PR #172, opened 2022-06-12
Fix issues with running device-worker

masayag:
The PR fixes several issues with device-worker:
* It adds executable permissions to .config folder:
  Without +x, no access can be made to the folder and files cannot be
  created in.
* Uses `id -u flotta` to obtain flotta user ID.
* Disables selinux as a workaround to failure to start podman.socket as
  flotta user. This issue is reported in
  bug https://bugzilla.redhat.com/show_bug.cgi?id=2060702
* Remove `systemctl user@...` since user systemd is controller by
  loginctl.

### DIFF
--- a/flotta-agent.spec
+++ b/flotta-agent.spec
@@ -45,8 +45,12 @@ getent passwd %{flotta_user} >/dev/null || useradd -g %{flotta_user} -s /sbin/no
 %post
 systemctl enable --now nftables.service
 loginctl enable-linger %{flotta_user}
-systemctl start user@$(getent passwd %{flotta_user} | cut -d: -f3).service
-systemctl --machine %{flotta_user}@.host --user start podman.socket
+
+# HACK till https://bugzilla.redhat.com/show_bug.cgi?id=2060702 is fixed
+setenforce 0
+systemctl enable --now --machine %{flotta_user}@.host --user podman.socket
+setenforce 1
+# END HACK
 
 %prep
 tar fx %{SOURCE0}
@@ -77,8 +81,13 @@ make install-worker-config USER=%{flotta_user} HOME=/home/%{flotta_user} LIBEXEC
 
 %post race
 loginctl enable-linger %{flotta_user}
-systemctl start user@$(getent passwd %{flotta_user} | cut -d: -f3).service
-systemctl --machine %{flotta_user}@.host --user start podman.socket
+
+# HACK till https://bugzilla.redhat.com/show_bug.cgi?id=2060702 is fixed
+setenforce 0
+systemctl enable --now --machine %{flotta_user}@.host --user podman.socket
+setenforce 1
+# END HACK
+
 systemctl enable --now nftables.service
 ln -sf %{_libexecdir}/yggdrasil/device-worker-race %{_libexecdir}/yggdrasil/device-worker
 
--- a/cmd/device-worker/main.go
+++ b/cmd/device-worker/main.go
@@ -41,7 +41,7 @@ const (
 func initSystemdDirectory() error {
 	systemddir := filepath.Join(os.Getenv("HOME"), ".config/systemd/user/")
 	// init the flotta user systemd units directory
-	err := os.MkdirAll(systemddir, 0644)
+	err := os.MkdirAll(systemddir, 0750)
 	if err != nil {
 		return err
 	}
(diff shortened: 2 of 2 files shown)


flotta-agent.spec
```diff
@@ -45,8 +45,12 @@ getent passwd %{flotta_user} >/dev/null || useradd -g %{flotta_user} -s /sbin/no
 %post
 systemctl enable --now nftables.service
 loginctl enable-linger %{flotta_user}
-systemctl start user@$(getent passwd %{flotta_user} | cut -d: -f3).service
+systemctl start user@$(id -u %{flotta_user}).service
+
+# HACK till https://bugzilla.redhat.com/show_bug.cgi?id=2060702 is fixed
+setenforce 0
```
eloycoto, line 51: wait, here shouldn't we use enable instead of start?

masayag: @machacekondra can you refer to start vs enable?
do we have script for user flotta service?

flotta-agent.spec
```diff
@@ -45,8 +45,12 @@ getent passwd %{flotta_user} >/dev/null || useradd -g %{flotta_user} -s /sbin/no
 %post
 systemctl enable --now nftables.service
 loginctl enable-linger %{flotta_user}
-systemctl start user@$(getent passwd %{flotta_user} | cut -d: -f3).service
+systemctl start user@$(id -u %{flotta_user}).service
```
machacekondra, line 48: This is nice, thanks!

flotta-agent.spec
machacekondra: Oh, right we should do both:
```
systemctl --machine %{flotta_user}@.host --user enable podman.socket
systemctl --machine %{flotta_user}@.host --user start podman.socket
```

flotta-agent.spec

┄┄┄┄┄┄┄┄┄┄

Exercise requirements:
Every line of the data above is to be copied out exactly.

Answer for this exercise:
PR #172, opened 2022-06-12
Fix issues with running device-worker

masayag:
The PR fixes several issues with device-worker:
* It adds executable permissions to .config folder:
  Without +x, no access can be made to the folder and files cannot be
  created in.
* Uses `id -u flotta` to obtain flotta user ID.
* Disables selinux as a workaround to failure to start podman.socket as
  flotta user. This issue is reported in
  bug https://bugzilla.redhat.com/show_bug.cgi?id=2060702
* Remove `systemctl user@...` since user systemd is controller by
  loginctl.

### DIFF
--- a/flotta-agent.spec
+++ b/flotta-agent.spec
@@ -45,8 +45,12 @@ getent passwd %{flotta_user} >/dev/null || useradd -g %{flotta_user} -s /sbin/no
 %post
 systemctl enable --now nftables.service
 loginctl enable-linger %{flotta_user}
-systemctl start user@$(getent passwd %{flotta_user} | cut -d: -f3).service
-systemctl --machine %{flotta_user}@.host --user start podman.socket
+
+# HACK till https://bugzilla.redhat.com/show_bug.cgi?id=2060702 is fixed
+setenforce 0
+systemctl enable --now --machine %{flotta_user}@.host --user podman.socket
+setenforce 1
+# END HACK
 
 %prep
 tar fx %{SOURCE0}
@@ -77,8 +81,13 @@ make install-worker-config USER=%{flotta_user} HOME=/home/%{flotta_user} LIBEXEC
 
 %post race
 loginctl enable-linger %{flotta_user}
-systemctl start user@$(getent passwd %{flotta_user} | cut -d: -f3).service
-systemctl --machine %{flotta_user}@.host --user start podman.socket
+
+# HACK till https://bugzilla.redhat.com/show_bug.cgi?id=2060702 is fixed
+setenforce 0
+systemctl enable --now --machine %{flotta_user}@.host --user podman.socket
+setenforce 1
+# END HACK
+
 systemctl enable --now nftables.service
 ln -sf %{_libexecdir}/yggdrasil/device-worker-race %{_libexecdir}/yggdrasil/device-worker
 
--- a/cmd/device-worker/main.go
+++ b/cmd/device-worker/main.go
@@ -41,7 +41,7 @@ const (
 func initSystemdDirectory() error {
 	systemddir := filepath.Join(os.Getenv("HOME"), ".config/systemd/user/")
 	// init the flotta user systemd units directory
-	err := os.MkdirAll(systemddir, 0644)
+	err := os.MkdirAll(systemddir, 0750)
 	if err != nil {
 		return err
 	}
(diff shortened: 2 of 2 files shown)


flotta-agent.spec
```diff
@@ -45,8 +45,12 @@ getent passwd %{flotta_user} >/dev/null || useradd -g %{flotta_user} -s /sbin/no
 %post
 systemctl enable --now nftables.service
 loginctl enable-linger %{flotta_user}
-systemctl start user@$(getent passwd %{flotta_user} | cut -d: -f3).service
+systemctl start user@$(id -u %{flotta_user}).service
+
+# HACK till https://bugzilla.redhat.com/show_bug.cgi?id=2060702 is fixed
+setenforce 0
```
eloycoto, line 51: wait, here shouldn't we use enable instead of start?

masayag: @machacekondra can you refer to start vs enable?
do we have script for user flotta service?

flotta-agent.spec
```diff
@@ -45,8 +45,12 @@ getent passwd %{flotta_user} >/dev/null || useradd -g %{flotta_user} -s /sbin/no
 %post
 systemctl enable --now nftables.service
 loginctl enable-linger %{flotta_user}
-systemctl start user@$(getent passwd %{flotta_user} | cut -d: -f3).service
+systemctl start user@$(id -u %{flotta_user}).service
```
machacekondra, line 48: This is nice, thanks!

flotta-agent.spec
machacekondra: Oh, right we should do both:
```
systemctl --machine %{flotta_user}@.host --user enable podman.socket
systemctl --machine %{flotta_user}@.host --user start podman.socket
```

flotta-agent.spec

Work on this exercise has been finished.